◆ What needs to be done
In the data below, one line contains "PR #580, opened 2017-12-22" and a later one contains "### LINKED ISSUE". Print both, with every line between them, exactly and alone.

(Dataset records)
+++++

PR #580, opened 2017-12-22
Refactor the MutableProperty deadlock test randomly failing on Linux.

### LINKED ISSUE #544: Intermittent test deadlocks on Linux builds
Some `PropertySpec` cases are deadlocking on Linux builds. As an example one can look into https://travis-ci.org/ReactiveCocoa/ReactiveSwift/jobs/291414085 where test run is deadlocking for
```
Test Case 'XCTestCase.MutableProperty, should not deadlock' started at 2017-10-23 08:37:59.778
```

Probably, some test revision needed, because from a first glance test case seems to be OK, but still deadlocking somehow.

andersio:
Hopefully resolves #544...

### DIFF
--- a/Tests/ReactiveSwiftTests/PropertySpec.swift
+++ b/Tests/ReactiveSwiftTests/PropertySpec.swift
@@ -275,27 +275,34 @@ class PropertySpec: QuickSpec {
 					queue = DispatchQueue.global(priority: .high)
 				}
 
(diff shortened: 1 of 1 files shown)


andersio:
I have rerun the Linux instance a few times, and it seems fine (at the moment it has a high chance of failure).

+++++

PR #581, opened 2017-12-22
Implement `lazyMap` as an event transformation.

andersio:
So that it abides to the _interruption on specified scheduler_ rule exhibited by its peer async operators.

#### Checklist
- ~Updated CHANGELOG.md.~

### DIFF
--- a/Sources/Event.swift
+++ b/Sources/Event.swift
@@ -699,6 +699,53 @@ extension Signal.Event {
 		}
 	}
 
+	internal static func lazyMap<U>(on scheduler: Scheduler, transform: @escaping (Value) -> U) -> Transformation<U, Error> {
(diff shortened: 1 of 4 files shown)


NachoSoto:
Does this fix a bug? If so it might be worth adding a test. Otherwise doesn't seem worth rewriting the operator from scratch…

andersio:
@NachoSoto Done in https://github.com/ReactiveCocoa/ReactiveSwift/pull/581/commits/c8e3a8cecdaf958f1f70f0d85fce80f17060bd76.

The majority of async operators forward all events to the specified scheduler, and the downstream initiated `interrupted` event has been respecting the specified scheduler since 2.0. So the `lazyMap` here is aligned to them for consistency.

+++++

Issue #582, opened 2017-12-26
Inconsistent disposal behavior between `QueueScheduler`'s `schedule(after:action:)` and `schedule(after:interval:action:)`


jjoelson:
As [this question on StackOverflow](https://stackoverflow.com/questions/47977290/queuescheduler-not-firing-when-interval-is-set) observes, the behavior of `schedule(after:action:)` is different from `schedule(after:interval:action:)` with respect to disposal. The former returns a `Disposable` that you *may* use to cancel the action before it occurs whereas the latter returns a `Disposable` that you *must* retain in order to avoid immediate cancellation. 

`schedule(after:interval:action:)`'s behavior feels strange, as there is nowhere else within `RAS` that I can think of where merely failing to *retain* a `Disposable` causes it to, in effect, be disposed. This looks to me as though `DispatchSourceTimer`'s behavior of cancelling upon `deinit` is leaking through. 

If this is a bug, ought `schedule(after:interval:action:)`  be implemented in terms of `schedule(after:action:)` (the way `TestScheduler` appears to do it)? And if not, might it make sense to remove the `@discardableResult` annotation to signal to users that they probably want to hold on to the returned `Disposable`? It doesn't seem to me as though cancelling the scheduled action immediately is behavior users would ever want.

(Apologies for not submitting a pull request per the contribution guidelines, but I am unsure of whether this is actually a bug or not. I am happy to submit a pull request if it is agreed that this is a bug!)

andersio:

+++++

◆ Solution
PR #580, opened 2017-12-22
Refactor the MutableProperty deadlock test randomly failing on Linux.

### LINKED ISSUE #544: Intermittent test deadlocks on Linux builds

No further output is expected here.